• _The task_: Beneath this sentence is a set of records; write each of them out exactly.

── Records for the task ──

Issue #516, opened 2026-07-27
Redesign social media settings: Support modern platforms, add per-content metadata, enable OAuth


lizhsr:
## Status (2026-07-28)

Scoped down deliberately (see discussion) to just the fixed-platform-list problem -- shipped in #591. Replaced the hardcoded Facebook/Instagram/LinkedIn/Twitter/Flickr/YouTube fields with a real admin-editable list (add/remove any platform, including Mastodon/TikTok/Discord/GitHub with real icons; anything without a bundled icon, like Threads/Bluesky, gets a generic fallback rather than silently not appearing). Existing configured links carry forward via the upgrade migration.

**Everything else in this ticket is intentionally NOT done**: per-content Open Graph metadata, feed embeds (YouTube/Instagram/TikTok), social login/OAuth, analytics pixels, and cross-posting integrations (Buffer/Later) are all still open -- this ticket's own "Questions for Design/Product" and "Blockers" sections list real, unresolved decisions for most of them. Recommend splitting those into separate, smaller tickets once there's a concrete decision on which are actually wanted, rather than carrying this one ticket's full 6-8 week scope forward.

───

• _Completed exercise_:
Issue #516, opened 2026-07-27
Redesign social media settings: Support modern platforms, add per-content metadata, enable OAuth


lizhsr:
## Status (2026-07-28)

Scoped down deliberately (see discussion) to just the fixed-platform-list problem -- shipped in #591. Replaced the hardcoded Facebook/Instagram/LinkedIn/Twitter/Flickr/YouTube fields with a real admin-editable list (add/remove any platform, including Mastodon/TikTok/Discord/GitHub with real icons; anything without a bundled icon, like Threads/Bluesky, gets a generic fallback rather than silently not appearing). Existing configured links carry forward via the upgrade migration.

**Everything else in this ticket is intentionally NOT done**: per-content Open Graph metadata, feed embeds (YouTube/Instagram/TikTok), social login/OAuth, analytics pixels, and cross-posting integrations (Buffer/Later) are all still open -- this ticket's own "Questions for Design/Product" and "Blockers" sections list real, unresolved decisions for most of them. Recommend splitting those into separate, smaller tickets once there's a concrete decision on which are actually wanted, rather than carrying this one ticket's full 6-8 week scope forward.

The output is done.